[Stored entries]
┄┄┄┄┄┄

Issue #174, opened 2020-05-16
cmdstanr fit object doesn't contain samples


ssp3nc3r:
I'm not sure whether you want this logged as a bug, feature request, or document change, but it is not clear that the fit object, `fit_mcmc` in the example, does not contain actual samples, only file paths to read them. 

Implications are that when the fit object is saved, _e.g._, 

`saveRDS(fit_mcmc, "fit_mcmc.rds") 
`

and shared on another computer, it won't have access to the samples. Below I show the result of fitting the example model in the help files, transferring them to another computer, and attempting to get a summary of the samples:

```
> fit_mcmc$cmdstan_summary()
Running bin/stansummary \
  /var/folders/pg/qc4jx60s2ys3smt604547ckw0000gn/T/RtmpNc0Dqi/bernoulli-202005161343-1-05db98.csv \
  /var/folders/pg/qc4jx60s2ys3smt604547ckw0000gn/T/RtmpNc0Dqi/bernoulli-202005161343-2-05db98.csv
File /var/folders/pg/qc4jx60s2ys3smt604547ckw0000gn/T/RtmpNc0Dqi/bernoulli-202005161343-1-05db98.csv not found
File /var/folders/pg/qc4jx60s2ys3smt604547ckw0000gn/T/RtmpNc0Dqi/bernoulli-202005161343-2-05db98.csv not found
No valid input files, exiting.
```

Is the current or recommended approach to use the class function,

`fit_mcmc$save_output_files()`

to move `csv` files into the working directory, and then save the fit object together with the output files, and share the group of files together?

mitzimorris:
I think this is a document change - this should be made clearer as part of the vignettes -
it is documented nicely at the function level:

see http://mc-stan.org/cmdstanr/reference/fit-method-save_output_files.html

but agreed, you need to understand what the outputs are, and why.  in this case, the CmdStanMCMC object only reads the sample into memory the first time you access the draws.  if you save the output files to a permanent location, you will be able to access them later, although you'd probably need to resolve filesystem access, etc.

rok-cesnovar:
While writing this, I saw @mitzimorris already answered. Here is my answer anyway :)

Yes, the samples do not get read in the fit object automatically. That is by design. 

If you would do 

```R
fit <- mod$sample(...)
fit$draws()

saveRDS(fit, ...)
```

[...]

Issue #200, opened 2020-06-15
Vignettes for beta release


rok-cesnovar:
We discussed this already, just creating an issue so we dont forget. Also listing ideas that come to mind but please comment if you have any other ideas.

- [ ] threading vignette

Showcase how to use threading. Use the redcard model from the case study from @bbbales2 

- [ ] filtering returned parameters from `$draws()`
Showcase how one can read in only selected parameters.

- [ ] variational inference

- [ ] optimization

- [ ] standalone generate_quantities

- [ ] OpenCL vignette
Showcase using OpenCL with a model with one of the GLMs. The only thing I am not completely sure here is how does this effect tests as not everyone can run these.

jgabry:
Thanks for creating the checklist. 

> * The only thing I am not completely sure here is how does this effect tests as not everyone can run these.

We can exclude that vignette from testing if necessary.

bbbales2:
Small aside, I'm not really sure originally where the redcard model came from. I copied the code from [here](https://github.com/rmcelreath/cmdstan_map_rect_tutorial) but that indicates the data came from further upstream.

bbbales2:
Hmm what's the current status of vignettes/tutorials? These all sound like edge case things. There should be doc that goes over the non-edge case stuff (compile model, run model, look at summaries, extract draws, link to posterior, use with Bayesplot, change adapt delta, change max treedepth, save the model results to disk, etc.).

jgabry:
@bbbales2 The one vignette we currently have at 

http://mc-stan.org/cmdstanr/articles/cmdstanr.html

includes compiling, running a model, looking at summary, extracting draws, plotting a posterior, albeit only brief demonstrations of each of those. 

It doesn't yet include things like changing adapt delta and max_treedepth. Not sure if those should go in that vignette or a separate one (e.g., a troubleshooting vignette), but I agree we should demonstrate that. 

If you want to help flesh out the existing vignette (or just tell me what to flesh it out with) that'd be great!

bbbales2:
> If you want to help flesh out the existing vignette

I'm behind in all the things as is lol. Just trying to make your life harder.

bbbales2:
> albeit only brief demonstrations

I think a good vignette should basically be a bunch of ready to copy-paste code, so brief demonstrations are the thing. The full docs are there to handle the non-brief stuff.

bbbales2:
[...]

PR #217, opened 2020-06-23
Add finalizer method and new vignette

### LINKED ISSUE #28: Implement finalize() methods for the R6 classes?
Do we need this? It can be used to delete the potentially large temp files created by cmdstanr when a user deletes an object with rm() and when R exits. I guess this does come with a small risk that users could lose files by accident, so implementing this should come with adding an argument to the fitting methods (e.g. sample) so the user can specify that files should be saved at that time, without having to wait to call the `save_output_files()` method after fitting the model.

jgabry:
#### Submission Checklist

- [x] Run unit tests

#### Summary

Fixes #28 
Advances #200 

This PR adds a finalize method for the CmdStanRun R6 class that removes the temporary files when the object is garbage collected. I documented this in the `output_dir` argument doc, but decided to also add a new vignette that demonstrates this, along with more details about how CmdStanR works.

Here's a rendered version of the new vignette: 

* https://htmlpreview.github.io/?https://github.com/stan-dev/cmdstanr/blob/R6-finalizers/docs/articles/cmdstanr-internals.html

For some reason the title gets cut off when using htmlpreview.github.io but the tentative title is "How does CmdStanR work?", although if you have a better title please let me know!

#### Copyright and Licensing

**Columbia University**


vignettes/cmdstanr-internals.Rmd
```diff
@@ -0,0 +1,293 @@
...
+is no longer empty: 
+
+```{r for-csv-reading}
+draws <- fit$draws() # force CSVs to be read into R
+str(fit)
+```
+
+For models with many parameters, if only some parameters are requested (e.g., by
+specifying the `variables` argument to `fit$draws()`) then CmdStanR will only
+read in the requested variables (unless they have already been read in).
```
rok-cesnovar, line 241: Optional: We could also close https://github.com/stan-dev/cmdstanr/issues/174 by mentioning that in order to store all samples one should call

`fit$draws()`

and then save the fit object.

jgabry: Good idea. I'll add that.

jgabry: Actually, I think it would be necessary to also call `fit$sampler_diagnostics()` to make sure those get saved too. I'll add that also. 

But should we just add a `save` method to the fitted model objects that forces reading everything in before saving? It could look like this:

```r
save = function(file, ...) {
  self$draws()
  self$sampler_diagnostics()
  saveRDS(self, file, ...)
}
```

rok-cesnovar: That would probably be the best yes. Great idea!

R/fit.R
```diff
@@ -599,7 +651,7 @@ CmdStanMCMC <- R6::R6Class(
         all = private$sampling_info_$model_params
       )
 
-      if (is.null(to_read) || (length(to_read) > 0)) {
+      if (is.null(to_read) || any(nzchar(to_read))) {
```
jgabry, line 654: Adding the test for the save_object method resulted in errors, and debugging led me to realize that  
`length(to_read) > 0` is TRUE if `to_read = ""`. For some reason in R `length("")` is 1 not 0 (I always forget that) so we need to use nzchar. 

This means that we were actually reading in everything again even if `to_read` was an empty string! Fixed now.

vignettes/cmdstanr-internals.Rmd
jgabry: Ok I added a method `fit$save_object()`. In doing that I fixed a big bug that meant that we were actually reading in all draws again even if they had already been read in! See comment below. So I'm glad we decided to add the save method or I wouldn't have noticed!

R/fit.R
rok-cesnovar: Ah, didnt know that. I am learning my R as I go :)

jgabry: No worries!. I _should_ have known that but I always forget.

┄┄┄┄┄┄

§ EXERCISE
Take the lines above from the one containing "It doesn't yet" down to the one containing "Add finalizer method and new vignette", and transcribe them exactly, both ends included.

§ WRITTEN SOLUTION
It doesn't yet include things like changing adapt delta and max_treedepth. Not sure if those should go in that vignette or a separate one (e.g., a troubleshooting vignette), but I agree we should demonstrate that. 

If you want to help flesh out the existing vignette (or just tell me what to flesh it out with) that'd be great!

bbbales2:
> If you want to help flesh out the existing vignette

I'm behind in all the things as is lol. Just trying to make your life harder.

bbbales2:
> albeit only brief demonstrations

I think a good vignette should basically be a bunch of ready to copy-paste code, so brief demonstrations are the thing. The full docs are there to handle the non-brief stuff.

bbbales2:
[...]

PR #217, opened 2020-06-23
Add finalizer method and new vignette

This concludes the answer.